▸ Your goal: Look through the entries that follow and count the lines with the word "into". The reply is that number alone.

----- Exercise materials

PR #18, opened 2019-05-29
Create identifier-minter role

kairstenfay:
Creates an identifier-minter role in the database via sqitch.

### DIFF
--- a/schema/deploy/roles/identifier-minter/grants.sql
+++ b/schema/deploy/roles/identifier-minter/grants.sql
@@ -1,0 +1,24 @@
+-- Deploy seattleflu/schema:roles/identifier-minter/grants to pg
+-- requires: warehouse/identifier
+-- requires: roles/identifier-minter/create
+
+begin;
+
+-- This change is designed to be sqitch rework-able to make it easier to update
+-- the grants for this role.
+
+grant connect on database :"DBNAME" to "identifier-minter";
+
+grant usage
+   on schema warehouse
+   to "identifier-minter";
+
+grant select
+   on warehouse.identifier_set
+   to "identifier-minter";
+
+grant select, insert
+   on warehouse.identifier
+   to "identifier-minter";
+
+commit;
--- a/schema/deploy/warehouse/identifier/triggers/barcode-distance-check.sql
+++ b/schema/deploy/warehouse/identifier/triggers/barcode-distance-check.sql
@@ -8,7 +8,9 @@ begin;
 --
 --    cual-id create ids --existing-ids ...
 --
-create function warehouse.identifier_barcode_distance_check() returns trigger as $$
+-- CAUTION ADVISED when changing implementation of this this function, as it
+-- will run as the owner, not the current user.
+create or replace function warehouse.identifier_barcode_distance_check() returns trigger as $$
     declare
         minimum_distance integer := 3;
         conflicting_barcodes citext[];
@@ -57,7 +59,14 @@ create function warehouse.identifier_barcode_distance_check() returns trigger as
             return NEW;
         end if;
     end
-$$ language plpgsql;
+$$ language plpgsql
+   security definer
+   -- Explicitly restrict which schemas the code inside the function can find
+   -- other tables, functions, etc. without qualification
+   SET search_path = pg_catalog, public, pg_temp;
+
+drop trigger identifier_barcode_distance_check_before_insert on warehouse.identifier;
+drop trigger identifier_barcode_distance_check_before_update on warehouse.identifier;
 
 create trigger identifier_barcode_distance_check_before_insert
     before insert on warehouse.identifier
--- a/schema/deploy/roles/identifier-minter/create.sql
+++ b/schema/deploy/roles/identifier-minter/create.sql
@@ -1,0 +1,9 @@
+-- Deploy seattleflu/schema:roles/identifier-minter/create to pg
+
+begin;
+
+create role "identifier-minter";
+
+comment on role "identifier-minter" is 'For minting identifiers and making barcode labels';
+
+commit;
--- a/schema/deploy/warehouse/identifier/triggers/barcode-distance-check@2019-05-31-identifier-minter.sql
+++ b/schema/deploy/warehouse/identifier/triggers/barcode-distance-check@2019-05-31-identifier-minter.sql
@@ -8,7 +8,7 @@ begin;
 --
 --    cual-id create ids --existing-ids ...
 --
-create or replace function warehouse.identifier_barcode_distance_check() returns trigger as $$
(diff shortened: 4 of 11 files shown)


kairstenfay:
[Add "identifier-minter" role](https://trello.com/c/nR0hgAwU/102-add-identifier-minter-role)

schema/deploy/roles/identifier-minter/grants.sql
```diff
@@ -0,0 +1,21 @@
...
+-- This change is designed to be sqitch rework-able to make it easier to update
+-- the grants for this role.
+
+grant connect on database :"DBNAME" to "identifier-minter";
+
+grant usage
+   on schema warehouse
+   to "identifier-minter";
+
+grant select
```
joverlee521: The identifier-minter needs to be able to insert into warehouse.identifier

kairstenfay: Thanks, I thought so but I couldn't explicitly find that in the SQL code when I was making this yesterday. I'm going to test the role now.

kairstenfay:
As discussed with @tsibley, I ran into an issue where the `identifier-minter` role needs UPDATE, DELETE, or TRUNCATE permissions on `warehouse.identifier` in order to run the trigger function `warehouse.identifier_barcode_distance_check()`. 

As Thomas predicted, my initial idea of granting `UPDATE` on the table but immediately revoking it thereafter for each individual column did not work. 

@tsibley , you suggested that we make the trigger function be run by its owner. I'm unsure how to proceed on this.

tsibley:
One thought I had was to grant update to the role, but then effectively block those updates using a [row-level security policy](https://www.postgresql.org/docs/10/ddl-rowsecurity.html). I believe this could be made to work, but would require a lot of unwieldy and easy-to-get-wrong RLS policies because of this behaviour:

> When row security is enabled on a table (with `ALTER TABLE ... ENABLE ROW LEVEL SECURITY`), all normal access to the table for selecting rows or modifying rows must be allowed by a row security policy.

My next thought is to mark the trigger function `security definer` (see the [`create function`](https://www.postgresql.org/docs/10/sql-createfunction.html) docs). However, I'm not sure trigger functions respect that attribute or not; they may always run as the invoking user. Would you give `security definer` a try? If it doesn't work, we have to consider other options. If it does, then we can do the work of auditing the trigger function to make sure marking it `security definer` won't introduce security problems.

Even though this may seem like a lot of work to avoid a simple grant that may be unlikely to be abused or misused accidentally, we do eventually want to open-up identifier minting to more users. Allowing updates (or deletes), in particular, would risk the integrity of our sample tracking.

kairstenfay:
@tsibley I _think_ I added the `security definer` properly according to the postgres docs, but the same permissions error still arises in commit e2111e8623691a89f5b81d21aaf96c7aba64b6c1

tsibley:
> @tsibley I _think_ I added the `security definer` properly according to the postgres docs, but the same permissions error still arises in commit [e2111e8](https://github.com/seattleflu/id3c/commit/e2111e8623691a89f5b81d21aaf96c7aba64b6c1)

Ah, it looks like the syntax isn't quite right. The `security definer` attribute should be part of the `create function` statement. Currently in that commit it's after the statement (after the semi-colon). I would be surprised if that SQL script ran without error…

kairstenfay:
> What's the intent here with setting `search_path`?

See "Writing SECURITY DEFINER Functions Safely" in the linked docs

tsibley:
> See "Writing SECURITY DEFINER Functions Safely" in the linked docs

Nod. I'm glad you read that section! :-) The example in those docs, though, is just an example. We don't have an `admin` schema, for instance.

Like the `security definer` attribute, the `set` attribute also needs to be part of the `create function` clause. I can show you what I mean in person if I'm not explaining this well in text.

kairstenfay:
> Nod. I'm glad you read that section! :-) The example in those docs, though, is just an example. We don't have an `admin` schema, for instance.
>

----------

▸ Solution for this exercise: 2